HOPE recently authored a piece published in the Shelterforce blog that draws the connection between civil rights and cooperative action. The reflective piece followed a visit by HOPE’s Boards of Directors  to the new Mississippi Civil Rights Museum.

To celebrate NeighborWorks America’s 40th anniversary, HOPE will share highlights of our partnership with the organization. This story is about NeighborWorks’ support of HOPE’s Small Towns Partnership.

Local Leaders in HOPE’s Small Towns Partnership Benefit from NeighborWorks Community Leadership Institute

Mayor George Holland, leader of the Mississippi Delta town of Moorhead, says he and a delegation of town leaders have received top-tier community leadership training, and it was the result of HOPE’s network affiliation with NeighborWorks America (NWA). Moorhead is one of the seven communities in HOPE’s Small Towns Partnership, a project that provides technical assistance and other support for the towns’ economic and community development priorities.The delegation from Moorhead attended the NeighborWorks Community Leadership Institute, an invitation-only, three-day training event that aims to strengthen the voices and skills of community, resident and volunteer leaders through the sharing of best practices and solutions to challenges in low- to moderate-income communities.

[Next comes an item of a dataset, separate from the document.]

Issue #5218, opened 2024-07-09
Runtime: Setup test fixtures for resolvers and migrate existing metrics tests


begelundmuller:
The idea here is to setup a test file abstractions for `runtime/resolvers`, where test queries for any resolver, security claims, project files, and backend can be written in a nice syntax.

The idea here is to draw inspiration from `sqllogictest` (also see [this example](https://github.com/duckdb/duckdb/blob/main/test/sql/attach/attach_export_import.test) from DuckDB's test files). For example, this could be YAML test files in `runtime/resolvers/testdata`, which are loaded, parsed and executed.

The institute’s theme, “Power Teams Build Strong Communities,” was fitting as the Moorhead delegation included the city administrator, a member of the planning commission, an alderman and a community leader. Their community has a population of less than 2,000 people and is home to one of HOPE’s Delta branches. “I still hear people talking about that trip to California and what they learned from that experience,” Holland says. “In small communities like ours, we have no opportunities to experience this type of training. You don’t visualize it because you don’t know anything about it.” The coursework provided an education on community organizing, neighborhood economy and how to build strong communities for all ages.

Building Credit and Saving for the Future in New Orleans

Paulithia Perkins wasn’t necessarily looking for a new financial institution when she noticed the Hope Credit Union sign on Dryades Street. “When I saw the name HOPE, I decided to see if they’d live up to their name,” she says. Paulithia started with a Christmas Club account before taking out a low-interest loan to help pay down mounting credit-card debt. Paulithia says the loan also helped build her credit. Paulithia wants to eventually apply for a home loan. Until then, she’s spreading the word to her friends and colleagues about HOPE. “It’s an asset to the neighborhood and to the community. It gives us hope to have credit.”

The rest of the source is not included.